Актёр и драматург Пётр Каратыгин описывал похожий случай. Однако, по его версии, дело происходило весной 1818 года не в Большом Театре, а на улице рядом с ним. Каратыгин ехал в фургоне вместе с воспитанником театрального училища Дембровским и увидел в окне дома знакомого камер-юнкера Всеволжского. Рядом с ним сидел «кто-то с плоским, приплюснутым носом, большими губами и с смуглым лицом мулата».
«Мулат снял с себя парик, стал им махать над своей головой и кричал что-то Дембровскому. Эта фарса нас всех рассмешила», – вспоминал Каратыгин.
На вопрос актёра «Кто этот господин?» Дембровский пояснил, что это «сочинитель Пушкин».
Вероятно, поэту нравилось смешить людей своим внешним видом.
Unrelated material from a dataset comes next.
PR #3522, opened 2025-10-09
feat(iroh)!: allow dynamic changing of the `RelayMap` of an endpoint

### LINKED ISSUE #3471: feat: ability to dynamically modify an endpoint RelayMap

По мнению лингвиста Бориса Гаспарова, Пушкин «использовал свою «обритость» и необходимость носить парик в качестве комической социальной маски».
Несколько раз горячка повторялась, и Пушкину опять приходилось лечиться и брить голову.
«Явился обритый Пушкин из деревни», – писал Александр Тургенев князю Вяземскому 19 августа 1819 года.
Отсутствие волос поэт маскировал не только с помощью парика. Как отмечал пушкиновед Пётр Бартенев, Пушкин пытался скрыть бритую голову то под ермолкой, то под шляпой с прямыми полями. Последнюю он впоследствии прославил в строках «надев широкий боливар, Онегин едет на бульвар». А будучи в Кишинёве в 1820 году, как писал в дневнике Владимир Горчаков, обритый Пушкин вместо парика надевал феску («молдаванскую шапочку»).
По-видимому, с молодости у Пушина остался страх облысеть. Он представлял, что в старости лишится своей незаурядной шевелюры. Это нашло отражение в автопортретах Пушкина, которые остались в его рукописях. Один из рисунков, датированный маем-октябрём 1823 года, изображает обрюзгшего старика с узнаваемыми бакенбардами и совершенно лысой макушкой. Ещё один «старческий» автопортрет, более тщательно прорисованный, был найден в черновиках романа «Евгений Онегин». Лицо Пушкина на этом рисунке избороздили глубокие морщины, а тёмная линия волос сохранилась только в нижне-затылочной зоне.
Стоит отметить, что генетическая склонность к плешивости у Пушкина, видимо, действительно была. Его сын Александр, ставший генералом, к старости облысел.